Bunu uzgun bir kiz olarak erkeklere yaziyorum

Bence bir dizi cekilmeli. Erkekleri anlatan. Basarili olcani dusnuyorum. Cunku digerlerini bilmem ama benim cok cektigim biri var. Ve eminim bir cok insan da cekmistir. Acilari paylasan kisiler daha guclu bir bag kurabildigine gore bu dizi de cok fazla insani kendine baglicaktir diye dusunuyorum. Sirf erkekleri anlatsin. Ve bu sayede kadinlarin neden hasta oldugu ortaya ciksin. Hastaliklara uzuntu cok etki eder ve bu sebeple erkekler daha iyi olursa bence kizlar daha az hasta olur. Yani kizlarin anlasilmadigini soyleyen erkekler, cok anlasildiklarina eminler mi? Yapmaya calistiklari ne ki? Mutlu olduklari ne? Bir kizi ne kadar uzerlerse o kadar mi mutlular? Ve bu durumda onlara hadlerini bildirmek icin illa da yaptiklarinin aynisini mi yapmak gerekir ki aci cekip yaptiklarinin kotu oldugunu anlasinlar? Illa kotu mu olalim? Ne yaptik diye soruyorsunuz dimi simdi? Aaa cok sasirdim.
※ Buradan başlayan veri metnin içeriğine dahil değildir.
PR #11352, opened 2022-09-26
Flakes: Fix Backup Transform Test Flakiness

mattlord:
## Description

The `TestBackupTransform` test was not fully adjusted for MySQL Semi-Sync replication when we enabled it for all tests. I say that because the test only initially setup a single PRIMARY and a single REPLICA tablet. With [lossless semi-sync](http://my-replication-life.blogspot.com/2013/09/loss-less-semi-synchronous-replication.html) — which is [the default ](https://dev.mysql.com/doc/refman/en/replication-options-source.html#sysvar_rpl_semi_sync_master_wait_point)— this means that we only have a single ACKer and if that ACKer / REPLICA tablet is shutdown after receiving the GTID but before ACKing it, the GTID will exist on the REPLICA (will be applied from the local relay log by the time it starts up again) but will NOT exist on the PRIMARY. At this point the PRIMARY is also left indefinitely waiting for an ACK and is blocked from making further changes.

In the built-in backup engine, we enter this for loop because the REPLICA's GTID position will not equal the PRIMARY's, and we do not exit the for loop until we hit the 1 hour timeout for the Backup RPC call because the REPLICA's position will never change/advance because we don't execute any more statements on the PRIMARY (and if we tried, the PRIMARY will block it anyway as it's still waiting for an ACK on the previous GTID): https://github.com/vitessio/vitess/blob/d281e580a15b777208adf44ed2d584f4647ba917/go/vt/mysqlctl/builtinbackupengine.go#L262-L283

This PR addresses the problems by:
1. Initially setting up 2 REPLICA tablets so that we have 2 ACKers and the `replica2` will also ACK the GTID even if `replica1` does not due to being shutdown for the backup
2. Confirming that semi-sync replication is setup properly on both REPLICAs
3. Confirming that the test data exists on the PRIMARY and both REPLICAs before proceeding with the Backup

For whatever reasons, the test when run in the CI would trigger this race condition regularly. Before this PR, I would guess that the `TestBackupTransform` test was anecdotally failing over 50% of the time based on my personal experience. With these fixes, it successfully ran 20 times in a row:
  - https://github.com/vitessio/vitess/actions/runs/3131716643 (failed workflow runs were NOT due to the transform test)
  - https://github.com/vitessio/vitess/actions/runs/3132595831 (after the fix for reliably clearing out existing tablet data noted below, BOTH tests in the workflow passed every time — 12 times in a row)

> **Note**
> The workflow was still pretty flaky because of the `TestBackup` test. That needed to be investigated and fixed separately. In those failures I saw this sequence:
>   - `Error:      	Expected nil, but got: &fs.PathError{Op:"unlinkat", Path:"/tmp/vt_685235216/vtroot_16001/vt_0000002723", Err:0x27}` (0x27 is decimal 39 which is OS error `ENOTEMPTY`) followed by:
>   - `vttablet.go:170] mycnf read failed: open /tmp/vt_784732455/vtroot_16001/vt_0000005331/my.cnf: no such file or directory` followed by:
>   - `Expected nil, but got: &errors.errorString{s:"process 'vttablet' timed out after 10s (err: process 'vttablet' exited prematurely (err: exit status 1))"}`

So in order to fix that remaining flakiness due to the sequence of errors (successful runs did not have the `unlinkat` errors while all of the failed ones did) this PR also [uses a more reliable method for clearing out existing vttablet/mysql data](https://github.com/vitessio/vitess/pull/11352/commits/351e1b698909cbac493783f30bc3cf998e6cc986).

## Checklist

-   [x] Tests were updated

### DIFF
--- a/go/test/endtoend/backup/transform/backup_transform_utils.go
+++ b/go/test/endtoend/backup/transform/backup_transform_utils.go
@@ -217,18 +217,15 @@ func TestBackupTransformImpl(t *testing.T) {
 	err = localCluster.VtctlclientProcess.ExecuteCommand("Backup", replica1.Alias)
 	require.Nil(t, err)
 
-	log.Errorf("Inserting data...")
 	// insert data in primary
 	_, err = primary.VttabletProcess.QueryTablet("insert into vt_insert_test (msg) values ('test2')", keyspaceName, true)
 	require.Nil(t, err)
 
-	log.Errorf("Verifying backup...")
 	// validate backup_list, expecting 1 backup available
 	backups := localCluster.VerifyBackupCount(t, shardKsName, 1)
 
 	backupLocation := localCluster.CurrentVTDATAROOT + "/backups/" + shardKsName + "/" + backups[0]
 
-	log.Errorf("Validating manifest...")
 	// validate that MANIFEST has TransformHook
 	// every file should start with 'header'
 	validateManifestFile(t, backupLocation)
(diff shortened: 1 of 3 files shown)


GuptaManan100 (approved):
The changes look good to me!

PR #11357, opened 2022-09-26
refactor: minor refactor in partial shard routing  and change in flag to dashes

harshit-gangal:
## Description

This PR addresses some review comments from https://github.com/vitessio/vitess/pull/9987

## Checklist


rohit-nayak-ps (approved):
lgtm ❤️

Yine kedi gelmis sutu dokmus benim haberim yok havasindasiniz. Bize kiskanmamiz icin bol malzeme verip sonra da kek yapmamizi mi bekliyorsunuz? Soylesenize face de gordugumuz iliskileriniz mi yalan olan yoksa bize olan sevginiz mi? Bence tek gercek kizlara olan acliginiz. Ne yani gerisine inanmadigimiz zaman biz miyiz cok supheci olan? Eger face deki iliskin yalansa neden koydun onu oraya? Kiskanip dort bes gunumu mahfetmek icin mi? Tamam bu kismi iyi anliyorum. Ama madem sen benim dort bes gunumun mahfolmasina aldirmiyorsun demekki beni sevmiyorsun. Sevseydin once benim zarar gormemden, incinmemden korkardin. Cunku diger kizlari bilmem ama ben
sevdigim zaman boyle hissediyorum. Saf bir sekilde sevip sevdigim insana guc vermeye calisiyorum ama neden sevdigim insan bana guc vermek yerine benim gucsuzlugum sayesinde, onu kiskanmam neticesinde mutlu olup mahfolmam icin elime daha cok malzeme veriyor? Tamam bunu okuyunca bi sus kizim ya git ona soyle diye dusunmus olabilirsiniz. Ona soyledigim zaman bundan vezgecseydi zaten simdi burda yazi yaziyo olmazdim. Bir kizi sifir enerji de birakmak neden sizin icin bu kadar hos? Burda her ruzgar estiginde donen ve bunu enerjiye ceviren bi pervaneden soz etmiyorum. Siz ruzgar gibi estikce biz enerji uretmiyoruzki burda. Mahfoluyoruz. Once kiskandirip bizi canavar moduna getiriyorsunuz sonra sakin ya da normal olmamamizi beklemeyin. Ben kendi adima zarar vermeyi sevmem ama her kadin/ kiz ayni olmaz. Yaptiklarinizin hesabini acimadan sorabilirler size. Size hayatim diyen birinin bu sefer baska anlamda hayati olduysaniz yani mesela kiz hayatini sizi mahfetmeye adadiysa uzgunum. Buyuk bi hata yaptiniz.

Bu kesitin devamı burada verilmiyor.